• _WORK TO COMPLETE_
Every line of the entries that holds the word "with" is to be copied.

• _EXCERPTED DATA_

....

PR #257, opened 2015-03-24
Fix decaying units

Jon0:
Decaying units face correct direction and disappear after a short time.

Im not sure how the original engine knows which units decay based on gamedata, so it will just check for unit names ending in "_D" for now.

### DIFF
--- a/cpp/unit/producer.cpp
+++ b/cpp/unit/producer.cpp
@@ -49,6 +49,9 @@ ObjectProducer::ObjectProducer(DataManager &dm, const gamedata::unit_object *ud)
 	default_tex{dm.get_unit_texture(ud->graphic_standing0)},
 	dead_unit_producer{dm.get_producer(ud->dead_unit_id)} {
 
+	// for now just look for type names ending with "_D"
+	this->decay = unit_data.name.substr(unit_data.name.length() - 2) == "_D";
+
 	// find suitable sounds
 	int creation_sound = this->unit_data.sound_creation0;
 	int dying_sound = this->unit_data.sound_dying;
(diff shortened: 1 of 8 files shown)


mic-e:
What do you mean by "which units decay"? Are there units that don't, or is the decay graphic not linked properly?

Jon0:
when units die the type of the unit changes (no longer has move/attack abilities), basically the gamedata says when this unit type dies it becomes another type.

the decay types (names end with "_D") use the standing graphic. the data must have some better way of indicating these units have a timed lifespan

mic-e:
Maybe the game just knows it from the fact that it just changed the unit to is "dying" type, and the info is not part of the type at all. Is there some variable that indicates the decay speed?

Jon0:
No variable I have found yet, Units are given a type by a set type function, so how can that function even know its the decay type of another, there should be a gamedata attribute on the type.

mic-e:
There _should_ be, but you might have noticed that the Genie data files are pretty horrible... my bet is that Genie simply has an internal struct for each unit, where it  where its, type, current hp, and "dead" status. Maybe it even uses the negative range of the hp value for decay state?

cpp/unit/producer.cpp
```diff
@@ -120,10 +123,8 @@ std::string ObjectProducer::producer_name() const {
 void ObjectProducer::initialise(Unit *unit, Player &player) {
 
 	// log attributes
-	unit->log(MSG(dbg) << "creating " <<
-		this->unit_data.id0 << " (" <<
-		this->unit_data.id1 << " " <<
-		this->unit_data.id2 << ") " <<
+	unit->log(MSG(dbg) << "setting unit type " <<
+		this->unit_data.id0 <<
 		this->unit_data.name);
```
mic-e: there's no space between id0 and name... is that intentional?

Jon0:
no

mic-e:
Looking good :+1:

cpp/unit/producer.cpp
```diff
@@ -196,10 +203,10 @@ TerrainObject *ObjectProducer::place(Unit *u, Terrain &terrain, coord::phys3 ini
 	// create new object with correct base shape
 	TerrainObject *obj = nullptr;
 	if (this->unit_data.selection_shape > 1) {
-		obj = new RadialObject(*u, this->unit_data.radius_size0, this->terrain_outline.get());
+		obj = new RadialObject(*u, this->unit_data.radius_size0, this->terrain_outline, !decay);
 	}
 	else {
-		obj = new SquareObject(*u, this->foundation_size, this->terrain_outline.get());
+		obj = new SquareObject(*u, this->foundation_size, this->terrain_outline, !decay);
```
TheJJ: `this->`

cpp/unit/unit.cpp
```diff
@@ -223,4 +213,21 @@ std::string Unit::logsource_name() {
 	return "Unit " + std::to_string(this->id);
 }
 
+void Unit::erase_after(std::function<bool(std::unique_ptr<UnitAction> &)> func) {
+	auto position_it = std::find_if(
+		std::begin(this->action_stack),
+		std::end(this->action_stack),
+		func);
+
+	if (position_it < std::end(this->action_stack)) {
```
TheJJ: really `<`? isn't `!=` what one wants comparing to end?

....

• _OUTPUT BELOW_
+	// for now just look for type names ending with "_D"
the decay types (names end with "_D") use the standing graphic. the data must have some better way of indicating these units have a timed lifespan
 	// create new object with correct base shape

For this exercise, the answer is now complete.